The Pope’s message, which was made public on Saturday, comes less than a week before his address to the U.N., where many expect him to address violence and the need for strengthening the family around the world.

Cardinal Renato Martino and participants in a seminar entitled: "Disarmament, development and peace, prospects for integral disarmament", being held in Rome April 11-12, received the Pope’s letter. 

The Holy Father began his message by noting how the seminar’s topic is very relevant to humanity’s current situation. "Tension and war exist in various parts of the world, and even where the tragedy of war is not present, feelings of fear and insecurity are nonetheless widespread,” Benedict XVI noted.  “Furthermore, such phenomena as global terrorism blur the distinction between peace and war, seriously compromising the future hopes of humankind.”

"How", he adds, "can we respond to these challenges? How can we recognize the 'signs of the times'? Certainly, joint action on a political, economic and juridical level is needed but, even before that, it is necessary to reflect together on a moral and spiritual level. What is ever more vital is to promote a 'new humanism'".

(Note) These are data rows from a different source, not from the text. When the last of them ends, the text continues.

PR #2821, opened 2021-08-03
Update merge conflict action trigger

thornbill:
**Changes**
This is an attempt to fix the action failing on PRs. This config is used in jellyfin-androidtv and I have not seen these failures there.

**Issues**
N/A

### DIFF
--- a/.github/workflows/automation.yml
+++ b/.github/workflows/automation.yml
@@ -2,15 +2,19 @@ name: 'Automation'
 
 on:
   push:
+    branches:
+      - master
   pull_request_target:
+    types:
+      - synchronize
 
 jobs:
   triage:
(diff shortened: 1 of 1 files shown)


h1dden-da3m0n:
okay I think this wont have your desired effect, I much rather suspect the misplaced `if: ${{ github.repository == 'jellyfin/jellyfin-web' }}` to be the culprit of the errors.
Cause if you are in a fork and this CI triggers it would try to run the first job and fail caus there are no valid steps => fail.
moving the if to the job level rather than the step lvl should fix taht

h1dden-da3m0n (approved):

anthonylavado (approved):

However, the Pope cautioned, we cannot think of this “new humanism” in a way that reduces development to “simple economic growth,” rather, “it must include the moral and spiritual dimension. A truly integral humanism must, at the same time, also express solidarity," he said.

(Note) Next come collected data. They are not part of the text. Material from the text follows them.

Issue #2401, opened 2021-02-08
Volume slider scale not linear


axelsimon:
**Describe The Bug**
When dragging the volume slider control, the sound isn't changed linearly.
For instance, dropping down to a volume of 10 out of 100 is still quite loud, and even 1 is still far louder than "1% of the initial volume".
You can see this also when comparing the Jellyfin-web's slider with the PulseAudio volume in Pulse Audio Volume Control: when you reach 1 in Jellyfin-web, you are still at about 20% volume in PulseAudio.

**Steps To Reproduce**
1. Play something, a song for instance
2. Bring volume down
3. Volume is reduced, but not as much as expected

**Expected Behaviour**
Normal sound control, similar to other apps and PulseAudio in particular.

**Logs**
not relevant

**Screenshots**
Will try to share a screen capture.

**System (please complete the following information):**
 - Platform: Fedora 32
 - Browser: Firefox 85.0
 - Jellyfin Version: 10.6.4

**Additional Context**
None that I can think of.

axelsimon:
AFAICT, this issue is still valid.

MrTimscampi:
This is fixed in unstable (future 10.8)

PR #2837, opened 2021-08-07
Made volume slider exponential rather than linear

keegandahm:
This makes the web volume slider exponential rather than linear, making it easier to pick a good volume as we perceive loudness on a logarithmic scale. Please see [this UX stackoverflow answer](https://ux.stackexchange.com/a/116300), and the webpage it links to, for why this is desirable.

**Changes**
Updates both the htmlAudioPlayer and htmlVideoPlayer to set the mediaElement volume on an exponential scale.

**Issues**
This has an open [Issue #2401](https://github.com/jellyfin/jellyfin-web/issues/2401).

### DIFF
--- a/CONTRIBUTORS.md
+++ b/CONTRIBUTORS.md
@@ -46,6 +46,7 @@
  - [danieladov](https://github.com/danieladov)
  - [Stephane Senart](https://github.com/ssenart)
  - [Ömer Erdinç Yağmurlu](https://github.com/omeryagmurlu)
+ - [Keegan Dahm](https://github.com/keegandahm)
 
 # Emby Contributors
 
--- a/src/plugins/htmlAudioPlayer/plugin.js
+++ b/src/plugins/htmlAudioPlayer/plugin.js
@@ -457,14 +457,14 @@ class HtmlAudioPlayer {
     setVolume(val) {
         const mediaElement = this._mediaElement;
         if (mediaElement) {
-            mediaElement.volume = Math.pow(val / 100, 2);
+            mediaElement.volume = Math.pow(val / 100, 3);
         }
     }
 
     getVolume() {
         const mediaElement = this._mediaElement;
         if (mediaElement) {
-            return Math.min(Math.round(Math.pow(mediaElement.volume, 0.5) * 100), 100);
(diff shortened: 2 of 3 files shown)


MrTimscampi:
The math doesn't seem quite right, here (from some quick graphing)

There's been some research on this we could take from, including formulas for an "ideal" curve: https://www.dr-lex.be/info-stuff/volumecontrols.html

keegandahm:
For a curve of x², the math is correct; It squares to get the multiplier the media player uses, and takes the square root (or, 0.5th power) to convert back to the UI volume. Like the stackoverflow answer mentions, having any exponential curve is a huge improvement over a linear one, and it's definitely worth trying the branch yourself to see the difference.

Would you prefer a different curve? Other media players seem to prefer x³. For reference, [VLC uses x³](https://github.com/videolan/vlc/blob/master/modules/audio_output/waveout.c#L907), and [mpv also uses x³](https://github.com/mpv-player/mpv/blob/master/player/audio.c#L169), with some extra tweaking after.

MrTimscampi:
> Would you prefer a different curve? Other media players seem to prefer x³. For reference, [VLC uses x³](https://github.com/videolan/vlc/blob/master/modules/audio_output/waveout.c#L907), and [mpv also uses x³](https://github.com/mpv-player/mpv/blob/master/player/audio.c#L169), with some extra tweaking after.

Going for x³ is probably a better UX choice then, since most users would be used to it.

If you can make that change, that's good for me :+1:

keegandahm:
Sounds good, I just changed the curve to x³

MrTimscampi (approved):

keegandahm:
Thank you for authorizing my PR! It looks like I still need a maintainer to approve running 2 more workflows, since this is my first contribution. Can you approve the remaining workflows?

keegandahm:
One last block, I'm not authorized to merge the PR, the base branch is restricted. I think you'll have to do that as well, sorry!

MrTimscampi:
> One last block, I'm not authorized to merge the PR, the base branch is restricted. I think you'll have to do that as well, sorry!

Someone in the core team needs to come around and merge it. They'll likely do that in the coming days.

Achieving "True and lasting peace is unimaginable without the development of each person and of all peoples," Pope Benedict asserted. Yet, is it inconceivable “to think of reducing arms if first we do not eliminate violence at its roots, if man does not first turn decisively to searching for peace and for what is good and just".

The Pope also took aim at nations that spend exorbitant amounts of money on defense and in doing so, divert funds from “projects for the development of peoples, especially the poorest and those most in need of help".

Instead of allowing military spending to become a driving force of the world economy, the Pontiff called on States to “reduce military expenditure on arms and to give serious consideration to the idea of creating a global fund for peaceful development projects".
Benedict XVI affirms the need to do everything possible to ensure that "the economy is directed to serving human beings and solidarity, and not just to profit.”

"Nonetheless", the Pope acknowledges, "it will be difficult to find a solution to the various technical problems without man's conversion to good on a cultural, moral and spiritual level".

This transformation requires a “choral invocation of the culture of peace and for a joint education in peace, especially among the new generations. ... The human right to peace", he writes, "is fundamental and inalienable", and upon it "the exercise of all other rights depends," the Pope insisted.

Although the current situation in the world could give rise "to a justified sense of discomfort and resignation", the Holy Father points out that "war is never inevitable and peace is always possible. Even more so, it is a duty!  The time has come to change the course of history, to rediscover trust, to cultivate dialogue and to nourish solidarity", he says.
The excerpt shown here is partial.